Kemudian pada masa Dinasti ini perpustakaan juga mempunyai peran yang tidak kecil dibandingkan dengan masjid untuk itu para Imam dan wazir memperbanyak pengadaan berbagai buku ilmu pengetahuan sehingga perpustakaan istana menjadi perpustakaan yang terbesar pada masanya, ketika itu memiliki kurang lebih 200.000 buku dan 2.400 eksemplar Al-Quran yang dihiasi ornamen-ornamen indah.perpustakaan ini di kenal dengan nama Dar al-Ulum digabungkan dengan Dar al-Hikmah yang berisi berbagai ilmu pengetahuan sehingga melahirkan sejumlah ulama, pada masa ini muncul sejumlah ulama diantaranya: Muhammad Al-Tamimi (ahli Fisika dan kedokteran), Al-Kindi (ahli sejarah dan filsafat), Al-Nu’man (ahli hukum dan menjabat sebagai hakim), Ali Ibn Yusuf (w. 1009) seorang astronomi paling hebat yang dilahirkan di Mesir: Abu Ali Al-Hasan  dan Ibn Al-Haitam yang meruapakan peletak dasar ilmu fisika dan optik. Ibn Al-Haitam menulis tidak kurang seratus karya yang meliputi bidang matematika, astronomi, filsafat dan kedokteran. Karya monumentalnya Kitab Al-Manazhir mengenai ilmu optik: Ammar Ibn Ali Al-Maushili dengan karya Al-Muntakhab fi  ‘ilaj al-‘Ayn (Karya Pilihan tentang Penyembuhan Mata).[5]

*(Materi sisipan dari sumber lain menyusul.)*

PR #3300, opened 2022-08-08
[QA-1988] UI Integration Test: Slack message templates

aweng98:
https://broadworkbench.atlassian.net/browse/QA-1988

Avoid clutter code, make Slack message format and contents easier to read and update.
Let me know if there are other CircleCI env variables which may be useful to have in notification.

Fields:
- Title
- `Job [BUILD_NUM`: Link to CircleCI job
- `Commit`: Link to Github commit hash that triggered CircleCI job

screenshots (from mock CircleCI env variables):

- Test job succeded

   Screen Shot 2022-08-08 at 3 11 01 PM

- Test job failed (two failed tests in list)

   Screen Shot 2022-08-08 at 3 09 57 PM

### DIFF
--- a/integration-tests/slack/message-templates.js
+++ b/integration-tests/slack/message-templates.js
@@ -53,9 +53,18 @@ const getTestsListBlock = testNames => {
 }
 
 // any non-zero number to indicate test(s) has failed in circleci job
-const getMessageBlockTemplate = (numFailedTests = 0) => [
-  getHeaderBlock(numFailedTests),
-  getJobDetailBlock()
-]
+const getMessageBlockTemplate = testNames => {
+  const size = testNames.length
 
-module.exports = { getMessageBlockTemplate, getTestsListBlock }
+  const blocksArray = [
+    getHeaderBlock(size),
+    getJobDetailBlock()
+  ]
+
+  if (size === 0) {
+    return blocksArray
+  } else {
+    return blocksArray.concat(getTestsListBlock(testNames))
+  }
+}
+module.exports = { getMessageBlockTemplate }
--- a/integration-tests/slack/message-templates.js
+++ b/integration-tests/slack/message-templates.js
@@ -40,10 +40,22 @@ const getJobDetailBlock = () => {
   }
 }
 
+const getTestsListBlock = testNames => {
+  return {
+    type: 'section',
+    fields: [
+      {
+        type: 'mrkdwn',
+        text: `*  ${testNames.join('\n*  ')}`
+      }
+    ]
+  }
+}
+
 // any non-zero number to indicate test(s) has failed in circleci job
 const getMessageBlockTemplate = (numFailedTests = 0) => [
   getHeaderBlock(numFailedTests),
   getJobDetailBlock()
 ]
 
-module.exports = { getMessageBlockTemplate }
+module.exports = { getMessageBlockTemplate, getTestsListBlock }
--- a/integration-tests/slack/message-templates.js
+++ b/integration-tests/slack/message-templates.js
@@ -24,8 +24,8 @@ const getHeaderBlock = numFailedTests => {
   }
 }
 
-const getJobDetailBlock = () => {
-  return {
+const getJobDetailBlock = () => (
+  {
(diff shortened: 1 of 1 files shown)


cahrens (approved):

integration-tests/slack/message-templates.js
```diff
@@ -0,0 +1,61 @@
...
+  }
+}
+
+// any non-zero number to indicate test(s) has failed in circleci job
+const getMessageBlockTemplate = (numFailedTests = 0) => [
+  getHeaderBlock(numFailedTests),
+  getJobDetailBlock()
+]
+
+module.exports = { getMessageBlockTemplate, getTestsListBlock }
```
nawatts: Do these need to be separated? Could `getMessageBlockTemplate` accept the list of failed tests instead of the number of failed tests and add the tests list block?

aweng98: No, doesn't need to be separated. For me, it's clean and clear. 
Below is what I came up with for `getMessageBlockTemplate(testNames)`. It works and one less func to export. But it's more code. Do you recommend to change to this?
```
const getMessageBlockTemplate = (testNames) => {
  const size = testNames.length

  const blocksArray = [
    getHeaderBlock(size),
    getJobDetailBlock()
  ]

  if (size === 0) {
    return blocksArray
  } else {
    return blocksArray.concat(getTestsListBlock(testNames))
  }
}
```

nawatts: I think I would be in favor of this change. The code for conditionally appending the tests list block has to go somewhere, and this way the logic for building the message is encapsulated in this module.

aweng98: That's a good point.  Updated and thank you.

integration-tests/slack/message-templates.js
```diff
@@ -0,0 +1,69 @@
...
+    fields: [
+      {
+        type: 'mrkdwn',
+        text: `*  ${testNames.join('\n*  ')}`
+      }
+    ]
+  }
+}
+
+const getMessageBlockTemplate = testNames => {
```
nawatts: `testNames` is a generic name. It would be nice to clarify that this function takes a list of _failed_ tests.

nawatts (approved):

integration-tests/slack/message-templates.js
```diff
@@ -0,0 +1,69 @@
...
+  return {
+    type: 'section',
+    fields: [
+      {
+        type: 'mrkdwn',
+        text: `*  ${testNames.join('\n*  ')}`
+      }
+    ]
+  }
+}
```
kyuksel: FYI that it could be written more concisely as follows:

```suggestion
const getTestsListBlock = testNames => (
  {
    type: 'section',
    fields: [
      {
        type: 'mrkdwn',
        text: `*  ${testNames.join('\n*  ')}`
      }
    ]
  }
)
```

or

```javascript
const getTestsListBlock = testNames => ({
  type: 'section',
  fields: [
    {
      type: 'mrkdwn',
      text: `*  ${testNames.join('\n*  ')}`
    }
  ]
})
```

integration-tests/slack/message-templates.js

Dinasti Fatimiyah ini menggunakan model pemerintahan yang bersifat keagamaan. Dalam arti bahwa hubungan-hubungan dengan agama sangatlah kuat, simbol-simbol keagamaan, khususnya. Dalam hubunganya dengan keluarga Ali, sangat ditonjolkan dalam mengurus pemerintahan. Seperti dinyatakan oleh Moh Nurhakim, bahwa Fatimiyah membangun masjid-masjid, seperti Al-Azhar dan Al-Hakim, dengan menara serta kubahnya yang menjulang bagaikan ketinggian para Imam, dan mengingatkan terhadap kota suci Makkah dan Madinah  Sebagai suatu cara memuliakan terhadap Imam karena kesungguhannya dalam berbakti kepada Tuhan. Selain itu menurut mereka doktrin keimaman adalah bahwa Imam mesti dijaga oleh Allah dari kesalahan-kesalahan yang biasa dilakukan oleh manusia biasa. Selanjutnya, doktrin ini bisa dimanfaatkan oleh para khalifah untuk membuat legitimasi keagamaan pada dirinya. MisaInya, Ubaidillah Al-Mahdi, pendiri Fatimiyah, adalah gelar dari Said bin Husain Al-Salamiyah, sekaligus dengan gelar ini dia menyatakan diri sebagai Imam dari Syi’ah Ismailiyah. Dengan gelar ini, maka setidaknya akan menimbulkan kesan umum bahwa sang khalifah adalah seorang imam yang terjaga dari kesalahan-kesalahan fatal.[6]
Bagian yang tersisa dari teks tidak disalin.